→ **What to work on**
Look through the records below for the line holding "PR #1024, opened 2022-02-01". Write it out exactly, with each following line through the line holding "### LINKED ISSUE #994: Let".

Saved entries
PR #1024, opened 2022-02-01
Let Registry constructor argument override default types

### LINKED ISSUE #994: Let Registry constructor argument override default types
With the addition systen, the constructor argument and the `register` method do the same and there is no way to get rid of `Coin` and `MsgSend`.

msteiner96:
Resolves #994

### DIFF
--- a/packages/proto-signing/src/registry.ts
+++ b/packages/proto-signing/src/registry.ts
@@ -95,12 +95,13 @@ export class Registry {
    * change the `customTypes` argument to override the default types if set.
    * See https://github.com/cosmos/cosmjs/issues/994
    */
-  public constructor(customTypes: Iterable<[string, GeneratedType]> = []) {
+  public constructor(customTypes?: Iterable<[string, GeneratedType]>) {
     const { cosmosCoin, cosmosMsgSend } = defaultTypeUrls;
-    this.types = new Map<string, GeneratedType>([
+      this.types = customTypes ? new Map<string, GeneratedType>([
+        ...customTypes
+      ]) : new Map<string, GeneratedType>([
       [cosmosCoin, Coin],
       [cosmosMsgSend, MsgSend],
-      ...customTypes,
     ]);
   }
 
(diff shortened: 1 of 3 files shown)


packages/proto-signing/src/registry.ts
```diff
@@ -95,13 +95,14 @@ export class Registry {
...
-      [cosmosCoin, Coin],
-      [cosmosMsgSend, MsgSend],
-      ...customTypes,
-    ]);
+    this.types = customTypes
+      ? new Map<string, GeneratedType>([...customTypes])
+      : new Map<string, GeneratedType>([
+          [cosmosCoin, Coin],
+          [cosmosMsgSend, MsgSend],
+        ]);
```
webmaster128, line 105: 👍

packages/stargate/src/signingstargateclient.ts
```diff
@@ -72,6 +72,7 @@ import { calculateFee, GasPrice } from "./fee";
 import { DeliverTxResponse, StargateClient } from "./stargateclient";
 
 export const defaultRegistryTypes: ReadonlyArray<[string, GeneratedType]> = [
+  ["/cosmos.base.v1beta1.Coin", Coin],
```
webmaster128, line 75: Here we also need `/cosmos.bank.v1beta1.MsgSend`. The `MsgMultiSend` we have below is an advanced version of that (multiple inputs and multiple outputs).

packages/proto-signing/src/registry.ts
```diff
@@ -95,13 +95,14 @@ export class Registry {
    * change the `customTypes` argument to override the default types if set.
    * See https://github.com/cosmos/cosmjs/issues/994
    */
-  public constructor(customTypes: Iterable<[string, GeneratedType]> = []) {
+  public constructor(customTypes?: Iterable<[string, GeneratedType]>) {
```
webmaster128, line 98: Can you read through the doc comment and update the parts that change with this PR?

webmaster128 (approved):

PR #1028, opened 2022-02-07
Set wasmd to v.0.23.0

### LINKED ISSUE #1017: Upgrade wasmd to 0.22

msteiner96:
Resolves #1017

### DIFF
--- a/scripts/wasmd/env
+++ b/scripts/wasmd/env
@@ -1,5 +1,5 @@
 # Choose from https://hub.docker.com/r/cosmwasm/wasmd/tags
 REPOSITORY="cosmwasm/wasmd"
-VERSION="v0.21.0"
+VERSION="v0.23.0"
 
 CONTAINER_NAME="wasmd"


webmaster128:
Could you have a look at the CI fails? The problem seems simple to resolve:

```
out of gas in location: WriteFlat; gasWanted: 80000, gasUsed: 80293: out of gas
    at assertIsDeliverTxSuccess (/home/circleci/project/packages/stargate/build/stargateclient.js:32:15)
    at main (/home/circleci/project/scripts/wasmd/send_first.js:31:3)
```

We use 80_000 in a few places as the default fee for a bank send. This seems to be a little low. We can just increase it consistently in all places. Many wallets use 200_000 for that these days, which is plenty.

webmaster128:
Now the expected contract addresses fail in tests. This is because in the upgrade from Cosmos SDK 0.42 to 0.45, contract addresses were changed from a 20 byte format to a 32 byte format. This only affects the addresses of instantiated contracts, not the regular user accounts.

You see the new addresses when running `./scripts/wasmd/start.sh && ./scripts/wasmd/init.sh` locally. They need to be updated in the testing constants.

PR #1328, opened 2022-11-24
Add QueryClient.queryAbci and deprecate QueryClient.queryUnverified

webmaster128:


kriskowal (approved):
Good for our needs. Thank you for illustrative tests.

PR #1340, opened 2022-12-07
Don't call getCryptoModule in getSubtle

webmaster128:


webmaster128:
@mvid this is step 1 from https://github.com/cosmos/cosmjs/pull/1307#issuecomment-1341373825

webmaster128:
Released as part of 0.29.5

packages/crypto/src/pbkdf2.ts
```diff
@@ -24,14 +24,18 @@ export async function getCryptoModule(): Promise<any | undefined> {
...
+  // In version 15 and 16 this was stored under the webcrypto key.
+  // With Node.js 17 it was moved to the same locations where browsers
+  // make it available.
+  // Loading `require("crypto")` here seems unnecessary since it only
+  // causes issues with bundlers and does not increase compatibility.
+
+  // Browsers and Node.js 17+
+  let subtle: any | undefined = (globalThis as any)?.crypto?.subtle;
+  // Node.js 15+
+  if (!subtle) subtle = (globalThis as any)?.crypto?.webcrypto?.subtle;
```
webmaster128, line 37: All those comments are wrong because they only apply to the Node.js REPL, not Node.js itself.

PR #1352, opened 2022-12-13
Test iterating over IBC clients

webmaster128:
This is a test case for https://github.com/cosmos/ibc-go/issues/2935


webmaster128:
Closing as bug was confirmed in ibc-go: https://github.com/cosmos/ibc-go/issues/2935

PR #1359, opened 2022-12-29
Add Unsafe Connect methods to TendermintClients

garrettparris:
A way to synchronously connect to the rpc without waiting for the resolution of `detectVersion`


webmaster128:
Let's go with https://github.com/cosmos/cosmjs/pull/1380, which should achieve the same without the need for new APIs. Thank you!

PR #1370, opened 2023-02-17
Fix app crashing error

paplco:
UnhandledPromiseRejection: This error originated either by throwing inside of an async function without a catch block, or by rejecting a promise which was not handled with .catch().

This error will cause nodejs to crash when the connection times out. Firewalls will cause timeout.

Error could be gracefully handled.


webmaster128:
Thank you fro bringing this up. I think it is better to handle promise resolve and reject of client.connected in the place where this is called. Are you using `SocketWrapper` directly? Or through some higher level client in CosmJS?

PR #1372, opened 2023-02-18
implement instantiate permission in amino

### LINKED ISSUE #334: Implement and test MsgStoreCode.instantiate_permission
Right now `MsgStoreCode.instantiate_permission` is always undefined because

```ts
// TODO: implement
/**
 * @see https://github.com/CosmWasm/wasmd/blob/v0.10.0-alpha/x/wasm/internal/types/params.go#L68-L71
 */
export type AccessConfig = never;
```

---

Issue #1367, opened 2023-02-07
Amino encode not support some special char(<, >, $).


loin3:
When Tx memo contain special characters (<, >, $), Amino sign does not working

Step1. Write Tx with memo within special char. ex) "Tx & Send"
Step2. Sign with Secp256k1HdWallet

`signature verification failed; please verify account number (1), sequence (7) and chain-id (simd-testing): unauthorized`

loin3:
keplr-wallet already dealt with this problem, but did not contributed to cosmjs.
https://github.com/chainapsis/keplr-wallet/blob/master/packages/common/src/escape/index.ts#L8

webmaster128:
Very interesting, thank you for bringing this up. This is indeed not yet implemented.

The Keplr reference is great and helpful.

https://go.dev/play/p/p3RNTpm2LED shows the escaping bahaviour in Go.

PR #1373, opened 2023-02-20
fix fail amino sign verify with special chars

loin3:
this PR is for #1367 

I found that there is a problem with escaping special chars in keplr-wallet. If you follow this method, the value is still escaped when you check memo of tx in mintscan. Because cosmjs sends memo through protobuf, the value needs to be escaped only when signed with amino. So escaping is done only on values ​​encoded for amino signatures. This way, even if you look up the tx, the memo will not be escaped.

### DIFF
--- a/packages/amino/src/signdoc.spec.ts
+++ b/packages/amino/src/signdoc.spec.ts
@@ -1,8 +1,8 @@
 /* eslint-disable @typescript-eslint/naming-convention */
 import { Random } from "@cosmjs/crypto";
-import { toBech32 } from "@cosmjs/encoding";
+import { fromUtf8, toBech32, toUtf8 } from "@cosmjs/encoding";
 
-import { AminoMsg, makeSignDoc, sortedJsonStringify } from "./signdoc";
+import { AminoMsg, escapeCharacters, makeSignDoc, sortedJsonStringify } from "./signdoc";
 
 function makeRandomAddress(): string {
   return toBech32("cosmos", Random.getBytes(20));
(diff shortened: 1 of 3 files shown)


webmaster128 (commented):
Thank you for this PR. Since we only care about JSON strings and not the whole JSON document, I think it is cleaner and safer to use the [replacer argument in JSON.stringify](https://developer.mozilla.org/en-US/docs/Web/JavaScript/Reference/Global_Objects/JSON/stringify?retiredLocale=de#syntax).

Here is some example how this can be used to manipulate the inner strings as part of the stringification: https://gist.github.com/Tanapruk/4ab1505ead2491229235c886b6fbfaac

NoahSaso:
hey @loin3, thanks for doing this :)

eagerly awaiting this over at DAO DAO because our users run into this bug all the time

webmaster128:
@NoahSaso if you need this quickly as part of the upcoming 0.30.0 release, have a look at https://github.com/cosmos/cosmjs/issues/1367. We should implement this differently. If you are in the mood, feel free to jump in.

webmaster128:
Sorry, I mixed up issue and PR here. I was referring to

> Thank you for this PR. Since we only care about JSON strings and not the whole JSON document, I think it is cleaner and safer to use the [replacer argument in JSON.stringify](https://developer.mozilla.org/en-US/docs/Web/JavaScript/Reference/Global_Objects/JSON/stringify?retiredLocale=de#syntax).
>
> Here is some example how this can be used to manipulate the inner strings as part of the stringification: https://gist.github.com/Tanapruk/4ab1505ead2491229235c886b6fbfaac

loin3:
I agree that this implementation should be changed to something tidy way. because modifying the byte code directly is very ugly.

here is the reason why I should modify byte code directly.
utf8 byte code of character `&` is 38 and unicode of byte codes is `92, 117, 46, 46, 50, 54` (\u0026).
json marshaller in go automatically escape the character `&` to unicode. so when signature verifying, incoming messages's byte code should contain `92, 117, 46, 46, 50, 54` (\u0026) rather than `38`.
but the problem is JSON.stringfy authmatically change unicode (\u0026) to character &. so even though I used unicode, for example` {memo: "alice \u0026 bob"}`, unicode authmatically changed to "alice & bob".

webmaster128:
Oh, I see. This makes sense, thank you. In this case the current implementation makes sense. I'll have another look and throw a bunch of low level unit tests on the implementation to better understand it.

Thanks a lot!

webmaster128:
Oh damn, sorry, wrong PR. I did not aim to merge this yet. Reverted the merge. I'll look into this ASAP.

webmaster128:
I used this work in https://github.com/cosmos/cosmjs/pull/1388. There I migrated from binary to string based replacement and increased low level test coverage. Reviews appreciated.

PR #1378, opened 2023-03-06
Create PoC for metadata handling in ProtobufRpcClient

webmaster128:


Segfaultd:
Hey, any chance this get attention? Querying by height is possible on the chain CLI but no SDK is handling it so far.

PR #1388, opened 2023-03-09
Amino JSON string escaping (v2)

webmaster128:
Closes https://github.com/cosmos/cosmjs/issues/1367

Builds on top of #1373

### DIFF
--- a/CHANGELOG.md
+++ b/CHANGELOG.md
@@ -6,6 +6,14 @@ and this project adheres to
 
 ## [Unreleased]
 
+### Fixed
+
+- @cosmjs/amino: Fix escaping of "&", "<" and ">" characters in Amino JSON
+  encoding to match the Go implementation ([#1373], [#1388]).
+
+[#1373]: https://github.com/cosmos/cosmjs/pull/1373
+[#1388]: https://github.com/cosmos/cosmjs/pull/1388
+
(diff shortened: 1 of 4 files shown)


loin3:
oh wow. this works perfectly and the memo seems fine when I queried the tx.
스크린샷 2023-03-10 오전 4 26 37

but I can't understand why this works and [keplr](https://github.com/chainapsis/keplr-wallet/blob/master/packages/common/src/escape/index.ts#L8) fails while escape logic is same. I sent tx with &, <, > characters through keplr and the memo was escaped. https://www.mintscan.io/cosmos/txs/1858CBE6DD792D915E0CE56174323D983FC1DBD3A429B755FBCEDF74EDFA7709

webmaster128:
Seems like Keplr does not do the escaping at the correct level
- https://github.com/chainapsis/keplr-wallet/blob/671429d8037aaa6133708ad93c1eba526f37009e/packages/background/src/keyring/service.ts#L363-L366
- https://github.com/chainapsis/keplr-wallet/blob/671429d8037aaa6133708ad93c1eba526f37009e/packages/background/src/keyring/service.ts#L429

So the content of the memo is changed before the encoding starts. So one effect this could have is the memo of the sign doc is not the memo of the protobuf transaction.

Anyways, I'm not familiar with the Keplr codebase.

→ **Expected answer**
PR #1024, opened 2022-02-01
Let Registry constructor argument override default types

### LINKED ISSUE #994: Let Registry constructor argument override default types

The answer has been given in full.